How to compare employment generation in relation to growth?
- A good way to measure this relationship is to look at employment elasticity of growth — it is the extent to which employment grows when GDP grows by one unit.
- It is calculated by dividing the employment growth rate by the output growth rate.
- Employment elasticity is a measure of the percentage change in employment associated with a 1 percentage point change in economic growth.
- The employment elasticity indicates the ability of an economy to generate employment opportunities for its population as per cent of its growth (development) process.
- An employment elasticity of 1 implies that with every 1 percentage point growth in GDP, employment increases by 1%.
- An employment elasticity of 1 denotes that employment grows at the same rate as economic growth.
- Elasticity of 0 denotes that employment does not grow at all, regardless of economic growth.
- Negative employment elasticity denotes that employment shrinks as the economy grows. This is crucial as it is commonly believed that economic growth alone will increase employment.
- The negative employment elasticity in agriculture indicates movement of people out of agriculture to other sectors where wage rates are higher.
- However, the negative employment elasticity in the manufacturing sector was a cause of concern particularly when the sector has shown positive growth in output.

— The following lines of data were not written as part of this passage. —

PR #3504, opened 2018-01-06
More faces and more opinions

Pointedstick:
This PR adds a number of new characters and 89 new faces. Each face is only used for a single character (no more seeing the same person be a Merchant Captain, Farmer, and Financial Analyst). I focused on adding more characters and more faces, but will add more of their opinions later.

I'm still not totally sold on this new system, but this is my best shot for now. In order to make it work, we're going to need **vastly** more images to avoid seeming awkward, to the point that I question whether it's feasible or even possible. It's pretty slim pickings on unsplash.com, unless we want the Endless Sky galaxy to be mostly populated by hat-wearing bearded hipsters and sexy young women in huge sunglasses.


data/news.txt
```diff
@@ -8,53 +8,158 @@
...
+		portrait/human58
+		portrait/human63
+		portrait/human72
+		portrait/human73
+		portrait/human76
+		portrait/human79
+		portrait/human98
+	message
+		word
+			"Can you believe how little they pay for used ships and outfits these days? It's just a scandal!"
```
Fzzr: Ha ha ha =P

jafdy:
I will need to look through this properly at some point. 101 looks a bit odd standing there with their mouth wide open.

Nescio0:
They all look like early 21st C faces to me; this game is situated in the early 31st C. Although we do not know how people will look like in thousand years, my guess is they will not look the same as now. After all, 21st C people are quite different from e.g. 11th C people as well.

Pointedstick:
> They all look like early 21st C faces to me; this game is situated in the early 31st C. Although we do not know how people will look like in thousand years, my guess is they will not look the same as now. After all, 21st C people are quite different from e.g. 11th C people as well.

That's kind of the point I'm making: this is going to take a lot of art assets to work--and they're all going to have to be of substantially higher quality than what we can get from unsplash.com.

After doing all of this, I have to say I'd be in favor of scrapping it and moving to a purely text-only interface, perhaps displaying news headlines rather than quips from fictional characters.

Amazinite:
>After doing all of this, I have to say I'd be in favor of scrapping it and moving to a purely text-only interface, perhaps displaying news headlines rather than quips from fictional characters.

👌 I was iffy on the visuals of this from the beginning. It just seems like such a change of pace from the rest of the game. I prefer the real images to the cartoony one that MZ showed at first (the real images make the game feel more real, in a way), but it's still seems out of place to have faces in game. (That includes the few instances during the FW campaign of the real life scenes being shown during conversations.) That might just be because of the fact that faces are seen so sparsely already, though. I can see the current news system having a place in the game, but it just feels to me that that would open questions of why we don't get to see the faces of the characters we're spending a majority of the time talking to through missions.

Nescio0:
There is one NPC with a face: that Kraz engineer who designed the plasma turret (if I recall correctly). But I never liked that image either and I hope it will be removed (or replaced) as well.

Amazinite:
>There is one NPC with a face: that Kraz engineer who designed the plasma turret (if I recall correctly). But I never liked that image either and I hope it will be removed (or replaced) as well.

Which I mentioned

>it's still seems out of place to have faces in game. (That includes the few instances during the FW campaign of the real life scenes being shown during conversations.)

Nescio0:
Yeah, you did :) They are located at `images/scene/loc*.jpg`

UnciaPrima:
> it's still seems out of place to have faces in game. (That includes the few instances during the FW campaign of the real life scenes being shown during conversations.)

This. I have the exact same feeling. I think there's a lot left to the imagination when reading the story (and that's definitely a good thing), and every time an image popped up, it was distracting, almost as if it was "forcing" me to imagine things in a certain way.

KiLEdEnNis:
> After doing all of this, I have to say I'd be in favor of scrapping it and moving to a purely text-only interface, perhaps displaying news headlines rather than quips from fictional characters.

I still don't like the actual face idea at all & don't think I will, so I'm for that

Brick63:
yeah adding faces may not be the best direction as it leaves less to the imagination

Nescio0:
Maybe all those unnecessary images (both the new portraits and those existing campaign scenes) could be moved to an optional plug-in for those who like them, but be removed completely from the default game? I'd like to see them go; every time I encounter such an image I felt a pang of disappointment.

Tadrix:
Then you'd need two separate plugins, because there are people who don't like faces who don't mind an image or two in story events. I'd say let's just leave things how they are now in this regard.

Image-less news announcement system would still be nice.

Pointedstick:
> every time I encounter such an image I felt a pang of disappointment.

I'm afraid I have to agree. I really tried to improve the experience by adding so many new faces, and separating them out into different characters so that most of them look the part, but IMHO even after that, the net effect is only so-so at best. It just doesn't shine, and probably won't without an enormous amount of the kind of professional artistic work that frankly we aren't likely to get anytime soon (though hope springs eternal...).

> Image-less news announcement system would still be nice.

+1

Brick63:
when this was first being discussed i thought the news would just be little things like you would see in an actual newspaper not something said by a specific person

KiLEdEnNis:
Amazinite made a voting poll for everyone on the Discord, as of now, 17 people are for the faces, 28 people are against it, so this already shows that a majority is probably against this feature in general

and my arguments against it were
- it'd make it harder to create alien species, thus raising the content creation barrier
- imagining what aliens look like is way more fun than having a set picture
- if ya only make it for humans it'd look like a clunky feature, as if the aliens are yet to be added

Fzzr:
Two cents: I wouldn't mind the portraits so much if they didn't look like 21st century humans. Even so, I'd prefer no portraits at all, mostly for the reasons in the first two bullets @KiLEdEnNis gave above.

As for the news itself, I could go either way on the "things heard from people" or "news announcements" type of content. Without the portraits it could even be both.

sivael:
I would not do it for random portaits.
Random people should be represented by their faction logo/flag. This way it's a random merchant or random carrier that talks to You.
I would include portaits for the main storyline characters only.

endless-sky:
I feel like the face is necessary to mark the "news" text as something distinct from the spaceport description. Otherwise there are just two separate blocks of text in two different places on the screen, which is visually uninteresting and will just look cluttered. (Another option would be to do away with spaceport descriptions entirely and just put "news" in their place, but I'd rather not do that.)

Plus, I want the spaceport news to parallel the hailing function while in flight - i.e. an optional flavor thing where you can keep hailing a ship just to see what sort of things they will say to you. So, in the same way as the hail panel showing the ship, I think having a picture of the person speaking is helpful.

endless-sky:
Also, I was shooting for as much consistency as possible in the size of the faces, in particular:
* Having the face take up half the width of the image (or slightly less, if there's a big hat or hair to fit in).
* Avoiding having anything beyond a person's head and shoulders in the image (e.g. no hands).
* Avoiding obviously 21st-century accouterments, like headphones or brand names.

Do you have high-enough resolution versions of these that you'd be able to change the crop size to be more consistent?

Pointedstick:
Not really. The ones with large heads were because that was the best I could do given the source material. Again, unsplash.com yields rather slim pickings. I can remove any faces that you don't like from the PR.

The inherent problem here is that our human brains have been evolutionarily calibrated to respond to human faces. Without literally hundreds of faces, the repetition will seem jarring. And making the faces look adequately "31st-century" is going to be flat-out impossible if we're limiting ourselves to public domain photographs.

That's to say nothing about aliens, which will have to be painted or 3D modeled.


> Another option would be to do away with spaceport descriptions entirely and just put "news" in their place, but I'd rather not do that

FWIW, I would strongly support this. Instead of faces, for visual flair we could have logos for different news companies. We'd only need a few, these would be hugely easier to create from scratch than it is to find photographs of human faces that fit in to the game's tole and mood.

endless-sky:
Do you have GIMP sources for these?

jafdy:
You would need to have somewhere over 300 different of faces to avoid the repetition being really obvious but random chance would still make it jarring not infrequently.

Pointedstick:
No, I didn't keep the GIMP files after processing, since these were pretty basic cutout-and-resize operations.

Brick63:
the easiest option which is also the best for keeping the bar low for new content creators is to use the faction icons for random people and having the news be shown with the logo of the news network which would mean not having to find or make the portraits for a new species

KiLEdEnNis:
I don't mind Brick's idea at all as I'm against the faces a lot
creating a couple logos isn't that hard for modders anyway, one could even use Blender for the shape, and use GIMP afterwards

Tadrix:
> Another option would be to do away with spaceport descriptions entirely and just put "news" in their place, but I'd rather not do that.

I'd suggest appending news under spaceport descriptions (kind of like sometimes there's new text saying that there's a new Navy base now). Just make a new paragraph about today's news.

- Spaceport descriptions usually are shorter than planet descriptions, so there is enough place for a short newscast (which should be brief anyway);
- Players would have an additional incentive to click on the "Spaceport" button;
- Clicking "Spaceport" suggests that protagonist put in time to mingle with people in the spaceport and actually hear news.

Lineth:
For portraits tbh I would just do a naev and use basic, generic drawn portraits for most civvies and more distinct portraits for special characters (if that ever becomes relevant). CGI faces are too uncanny-valley (though they don't bother me too much) and the real pictures are rather tacky and ill-fitting imo.

endless-sky:
I think this could easily turn into a case of "the perfect is the enemy of the good." Recruiting someone to do hand-drawn portrait artwork would be difficult, unless they're being paid, and doing cutouts from photos is easy. As with the landscape images (many of which were *really* tacky at first) the important thing is to get something usable into the game as a placeholder, and refine it later.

- An employment elasticity of 1 implies that with every 1 percentage point growth in GDP, employment increases by 1%.
- Jobless growth means that the high growth in GDP did not accompany a similar growth in employment, resulting in a low Employment Elasticity.
Recent trend in employment elasticity:
- As can be seen, employment elasticity has consistently fallen between 1983 and 2017, showing that a 1% increase in GDP leads to a less than 1% increase in employment.
- It is noteworthy how employment elasticity went up so sharply in the last few years. Highlighted in circles, we can see that non-farm employment growth rate improved during this period.
- It is also true that the employment elasticity calculation was helped by the fact that the non-farm output growth (the denominator in this formula) also fell quite sharply.
- In addition the majority of employment generation in this phase has been self-employment.
- In 2020-21 (pandemic year) regular wage employment fell by 2.2 million. But this net change hides an increase in formal employment by 3 million and a loss of about 5.2 million of semi and informal regular wage employment.